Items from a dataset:
——————

PR #661, opened 2022-06-14
actors now log merged intentions

anishaj149:
Originally, intentions will log their new actor objects, but actors would not keep track of new intentions. I added a method to update the elements embedded in an actor and added a line in the merge algorithm so that a new actor object will collect the unique IDs of any intentions that the actor version in the other model has but the new one doesn't. (When MMain.DEBUG = true console outputs will show when an intention has been added to a new actor) (Changes in MMain are not important, just for running stuff)

### DIFF
--- a/leaf-analysis/src/merge/MMain.java
+++ b/leaf-analysis/src/merge/MMain.java
@@ -20,7 +20,7 @@ import simulation.BIModelSpecBuilder;
  *
  */
 public class MMain {
-	public final static boolean DEBUG = true;
+	public final static boolean DEBUG = false;
 
 	/**
 	 * This method is responsible to execute all steps to generate the merged model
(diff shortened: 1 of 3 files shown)


Vbeany (approved):
Looks good, muy excelente

leaf-analysis/src/merge/MMain.java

——————

▶ _WHAT YOU WILL DO_
Output the data above in full and exactly.

▶ _SOLUTION TO THE PROBLEM_
PR #661, opened 2022-06-14
actors now log merged intentions

anishaj149:
Originally, intentions will log their new actor objects, but actors would not keep track of new intentions. I added a method to update the elements embedded in an actor and added a line in the merge algorithm so that a new actor object will collect the unique IDs of any intentions that the actor version in the other model has but the new one doesn't. (When MMain.DEBUG = true console outputs will show when an intention has been added to a new actor) (Changes in MMain are not important, just for running stuff)

### DIFF
--- a/leaf-analysis/src/merge/MMain.java
+++ b/leaf-analysis/src/merge/MMain.java
@@ -20,7 +20,7 @@ import simulation.BIModelSpecBuilder;
  *
  */
 public class MMain {
-	public final static boolean DEBUG = true;
+	public final static boolean DEBUG = false;
 
 	/**
 	 * This method is responsible to execute all steps to generate the merged model
(diff shortened: 1 of 3 files shown)


Vbeany (approved):
Looks good, muy excelente

leaf-analysis/src/merge/MMain.java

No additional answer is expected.